McKernan John L, Ellenbecker Michael J, Holcroft Christina A, Petersen Martin R
National Institute for Occupational Safety and Health, Division of Surveillance, Hazard Evaluation and Field Studies, 4676 Columbia Parkway, MS-R14, Cincinnati, OH 45226, USA.
Ann Occup Hyg. 2007 Jun;51(4):357-69. doi: 10.1093/annhyg/mem016. Epub 2007 May 22.

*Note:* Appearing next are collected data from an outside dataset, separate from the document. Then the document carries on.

PR #165, opened 2019-11-08
The model now keeps all the breakpoints of a notebook

JohanMabille:
This PR breaks two features that need further refactoring to be restored:
- breakpoints activation from the breakpoint panel
- ~~restart does not send the breakpoints back to the kernel~~

EDIT: last feature has been restored.

### DIFF
--- a/src/breakpoints/body.tsx
+++ b/src/breakpoints/body.tsx
@@ -2,7 +2,6 @@
 // Distributed under the terms of the Modified BSD License.
 
 import { ReactWidget } from '@jupyterlab/apputils';
-import { ArrayExt } from '@phosphor/algorithm';
 import { ISignal } from '@phosphor/signaling';
 import React, { useEffect, useState } from 'react';
 import { Breakpoints } from '.';
@@ -22,26 +21,52 @@ export class Body extends ReactWidget {
 }
 
 const BreakpointsComponent = ({ model }: { model: Breakpoints.Model }) => {
-  const [breakpoints, setBreakpoints] = useState(model.breakpoints);
+  const [breakpoints, setBreakpoints] = useState(
+    Array.from(model.breakpoints.entries())
+  );
 
   useEffect(() => {
     const updateBreakpoints = (
       _: Breakpoints.Model,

Exothermic or heated processes create potentially unsafe work environments for an estimated 5-10 million American workers each year. Excessive heat and process contaminants have the potential to cause adverse health effects in exposed workers. Owing to the potential hazards, engineering controls are recommended for these processes. Our understanding of heat transfer and meteorological theories, and their applications for engineering controls have evolved since seminal work was published by Hemeon in 1955. These refined theories were reviewed and used to develop a proposed equation to estimate buoyant plume mean velocity. Mean velocity is a key parameter used to estimate the plume volumetric flow required for controlling effluents from exothermic processes. Subsequent to developing the proposed equation, plume velocity data were collected with a thermal anemometer for a model exothermic process in the laboratory, and an actual exothermic process in the field. Laboratory and field results were then compared to solutions provided by the proposed, American Conference of Governmental Industrial Hygienists (ACGIH), and Hemeon mean velocity equations. To determine which equation most closely matched the laboratory and field data, either t-tests or Wilcoxon Signed Rank tests were conducted (based on examination of data normality) to determine the difference between collected data and solutions from the proposed, ACGIH, and Hemeon equations. Median differences and P-values from Wilcoxon Signed Rank tests (nonparametric) indicate that the ACGIH mean velocity equation provides significantly different estimates from the laboratory and the field mean velocity data. However, the proposed and Hemeon equation provided solutions that were not significantly different from the collected data. These results were unexpected due to the similar developmental backgrounds between the ACGIH and Hemeon equations. Findings indicate that radiant heat flux is an important consideration when using horizontal plate heat transfer equations to estimate plume mean velocity over the range of parameters investigated. Results indicate that the mean velocity equation currently recommended by ACGIH is not as accurate as either the proposed or Hemeon equations over the range of parameters investigated.
放热或加热过程每年为约500万至1000万美国工人创造了潜在不安全的工作环境。过高的热量和工艺污染物有可能对接触到的工人造成不良健康影响。由于存在潜在危害,建议对这些过程采取工程控制措施。自1955年赫米恩发表开创性著作以来,我们对传热和气象理论及其在工程控制中的应用的理解不断发展。对这些完善的理论进行了回顾,并用于推导一个估计浮力羽流平均速度的建议方程。平均速度是用于估计控制放热过程排放所需羽流体积流量的关键参数。在推导建议方程之后,使用热风速仪在实验室的一个模型放热过程和现场的一个实际放热过程中收集了羽流速度数据。然后将实验室和现场结果与建议方程、美国政府工业卫生学家会议(ACGIH)和赫米恩平均速度方程提供的解进行比较。为了确定哪个方程与实验室和现场数据最匹配,进行了t检验或威尔科克森符号秩检验(基于数据正态性检验),以确定收集到的数据与建议方程、ACGIH方程和赫米恩方程的解之间的差异。威尔科克森符号秩检验(非参数)的中位数差异和P值表明,ACGIH平均速度方程提供的估计值与实验室和现场平均速度数据有显著差异。然而,建议方程和赫米恩方程提供的解与收集到的数据没有显著差异。由于ACGIH方程和赫米恩方程的发展背景相似,这些结果出乎意料。研究结果表明,在研究的参数范围内,使用水平板传热方程估计羽流平均速度时,辐射热通量是一个重要的考虑因素。结果表明,在所研究的参数范围内,ACGIH目前推荐的平均速度方程不如建议方程或赫米恩方程准确。